# Cant get my Canister Filter Working...HELP



## theboothsociety (Jan 3, 2012)

Ripped apart my tanks and Cleaned the filter today and CANT get the my FLuval 405 started up again for the life of me. *** been trying for hours.

I keep submerging the tubes in water so there is no air. The canister is filled with water. It seems the prime pump seal is messed up. THere is water coming out of the prime pump when I pump it. When I try to push it down, the water pressure keeps pushing it back up. The only time water stops coming out is when the pump is pulled up.

I have an emperor 400 running on the tank now, but I put new sand in and was planning on doing new rocks as well but the water is so foggy.
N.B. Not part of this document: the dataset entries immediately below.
PR #836, opened 2022-07-04
fix(config): change polling_interval to poller_interval_milliseconds

staticvoid255:
Fix for KES - polling_interval should be poller_interval_milliseconds

### DIFF
--- a/helmfile.d/snippets/defaults.yaml
+++ b/helmfile.d/snippets/defaults.yaml
@@ -29,7 +29,7 @@ environments:
             domainFilters: []
           external-secrets:
             logLevel: info
-            pollingInterval: 60000
+            pollerIntervalMilliseconds: 60000
           gatekeeper:
             enabled: false
             auditFromCache: false
--- a/values-changes.yaml
+++ b/values-changes.yaml
@@ -19,6 +19,7 @@ changes:
       - apps.prometheus.resources.grafana: apps.grafana.resources
       - apps.prometheus.alertmanager: apps.alertmanager
       - apps.prometheus.resources.alertmanager: apps.alertmanager.resources
+      - apps.external-secrets.pollingInterval: apps.external-secrets.pollerIntervalMilliseconds
     mutations:
       - alerts.drone: 'list .prev'
       - teamConfig.{team}.services[].networkPolicy.ingressPrivate.mode: '.prev | title'
--- a/values-schema.yaml
+++ b/values-schema.yaml
@@ -1992,7 +1992,7 @@ properties:
             type: boolean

I have about 25 fish sitting in one of those storage bins.

Anybody have any ideas? HELP!!


----------



## skurj (Oct 30, 2011)

Hmm do you have hose valves all the way down before pumping the prime? Thats about the only thing I can think of that perhaps you have the valve closed.


----------



## skurj (Oct 30, 2011)

I've cleaned both of mine several times, and I just remove at the canister, not sure what you mean by submerging the tubes, but there is no need to touch them to clean the filter. Just lift the levers at the valve on the filter. Unplug filter run it to the sink open it up clean media, then return. connect tubes, lower the levers all the way, prime (not always needed) then plug it in.


----------



## Mr.Dempsey (Jan 4, 2012)

pump the primer up and down while its running to get it going, i have to do this to my 206 somtimes


----------



## theboothsociety (Jan 3, 2012)

Mine never works like that. As soon as I unplug the tubes/valves and take the top off it loses the syphon. I have to submerge the tubes in water so they fill up and no air in them. Then I usually plug it back it, turn it on and it starts workin.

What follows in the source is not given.